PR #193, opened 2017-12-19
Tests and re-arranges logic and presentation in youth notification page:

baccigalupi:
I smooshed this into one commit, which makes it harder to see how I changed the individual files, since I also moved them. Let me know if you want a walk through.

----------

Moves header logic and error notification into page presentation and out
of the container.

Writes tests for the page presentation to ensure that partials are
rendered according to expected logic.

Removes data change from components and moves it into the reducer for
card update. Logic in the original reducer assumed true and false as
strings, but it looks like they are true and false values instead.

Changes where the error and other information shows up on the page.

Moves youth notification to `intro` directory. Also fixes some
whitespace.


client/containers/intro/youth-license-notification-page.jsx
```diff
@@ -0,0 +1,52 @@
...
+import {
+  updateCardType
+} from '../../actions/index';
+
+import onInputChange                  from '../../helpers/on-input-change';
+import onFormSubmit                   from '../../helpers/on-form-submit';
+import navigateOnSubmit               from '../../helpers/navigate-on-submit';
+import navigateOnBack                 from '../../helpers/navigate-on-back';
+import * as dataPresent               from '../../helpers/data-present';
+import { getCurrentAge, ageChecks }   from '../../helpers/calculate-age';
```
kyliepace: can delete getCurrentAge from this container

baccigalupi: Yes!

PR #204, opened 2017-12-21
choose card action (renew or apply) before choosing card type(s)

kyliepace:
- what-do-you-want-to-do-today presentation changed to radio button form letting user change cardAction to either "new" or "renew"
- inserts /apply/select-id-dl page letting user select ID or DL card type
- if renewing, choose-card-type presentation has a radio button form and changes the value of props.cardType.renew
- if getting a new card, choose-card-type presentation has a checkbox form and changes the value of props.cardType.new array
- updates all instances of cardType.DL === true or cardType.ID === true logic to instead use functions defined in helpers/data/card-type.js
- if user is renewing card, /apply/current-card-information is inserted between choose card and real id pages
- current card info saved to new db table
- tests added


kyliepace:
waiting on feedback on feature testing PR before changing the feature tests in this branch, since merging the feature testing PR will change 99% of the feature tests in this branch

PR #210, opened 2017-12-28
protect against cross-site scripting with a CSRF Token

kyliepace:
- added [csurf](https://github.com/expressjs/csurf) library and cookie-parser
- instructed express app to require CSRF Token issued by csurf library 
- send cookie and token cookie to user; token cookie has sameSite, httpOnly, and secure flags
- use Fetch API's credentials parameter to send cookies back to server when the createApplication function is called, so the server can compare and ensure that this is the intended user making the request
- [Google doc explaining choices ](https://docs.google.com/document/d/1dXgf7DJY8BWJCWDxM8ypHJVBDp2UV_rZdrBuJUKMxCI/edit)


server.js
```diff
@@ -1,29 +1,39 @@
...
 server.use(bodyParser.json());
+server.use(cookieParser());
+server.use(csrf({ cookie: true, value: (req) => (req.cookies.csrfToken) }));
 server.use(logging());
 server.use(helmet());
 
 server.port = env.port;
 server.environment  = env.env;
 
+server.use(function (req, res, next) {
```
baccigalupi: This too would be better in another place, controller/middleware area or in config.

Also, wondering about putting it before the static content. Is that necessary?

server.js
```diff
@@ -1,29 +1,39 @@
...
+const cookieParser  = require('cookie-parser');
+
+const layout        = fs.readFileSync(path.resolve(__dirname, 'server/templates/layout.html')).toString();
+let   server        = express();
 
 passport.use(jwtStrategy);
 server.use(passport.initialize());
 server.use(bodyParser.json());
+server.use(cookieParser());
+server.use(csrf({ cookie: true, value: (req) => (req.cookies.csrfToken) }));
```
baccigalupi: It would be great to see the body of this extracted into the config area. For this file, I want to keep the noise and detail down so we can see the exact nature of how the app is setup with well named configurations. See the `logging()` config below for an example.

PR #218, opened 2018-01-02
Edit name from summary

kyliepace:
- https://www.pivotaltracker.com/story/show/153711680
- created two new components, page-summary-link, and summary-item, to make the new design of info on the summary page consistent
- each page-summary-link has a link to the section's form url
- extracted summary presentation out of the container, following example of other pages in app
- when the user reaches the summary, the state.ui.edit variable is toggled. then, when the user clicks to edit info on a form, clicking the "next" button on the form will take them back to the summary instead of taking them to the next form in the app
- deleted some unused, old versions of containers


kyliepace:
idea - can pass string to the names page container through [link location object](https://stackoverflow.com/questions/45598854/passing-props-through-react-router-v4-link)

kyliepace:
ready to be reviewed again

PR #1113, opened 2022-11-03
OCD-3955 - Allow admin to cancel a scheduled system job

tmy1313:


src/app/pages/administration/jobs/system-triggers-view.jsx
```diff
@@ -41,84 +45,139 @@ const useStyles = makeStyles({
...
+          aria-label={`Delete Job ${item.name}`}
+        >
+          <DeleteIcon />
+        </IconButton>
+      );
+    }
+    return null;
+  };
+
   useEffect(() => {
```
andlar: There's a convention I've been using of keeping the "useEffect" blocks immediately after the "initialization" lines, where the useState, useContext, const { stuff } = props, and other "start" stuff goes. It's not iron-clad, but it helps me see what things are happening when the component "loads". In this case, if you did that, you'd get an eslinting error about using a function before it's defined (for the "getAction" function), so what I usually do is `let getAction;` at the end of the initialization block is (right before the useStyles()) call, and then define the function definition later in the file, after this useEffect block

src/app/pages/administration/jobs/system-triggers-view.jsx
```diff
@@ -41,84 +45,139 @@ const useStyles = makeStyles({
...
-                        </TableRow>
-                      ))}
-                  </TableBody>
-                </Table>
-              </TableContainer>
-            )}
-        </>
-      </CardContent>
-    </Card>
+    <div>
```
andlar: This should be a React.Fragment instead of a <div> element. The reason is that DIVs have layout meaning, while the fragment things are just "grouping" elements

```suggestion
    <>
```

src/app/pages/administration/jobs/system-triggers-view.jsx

## Work order
Return every line above that contains the word "logging".

## Answer to the problem
 server.use(logging());
baccigalupi: It would be great to see the body of this extracted into the config area. For this file, I want to keep the noise and detail down so we can see the exact nature of how the app is setup with well named configurations. See the `logging()` config below for an example.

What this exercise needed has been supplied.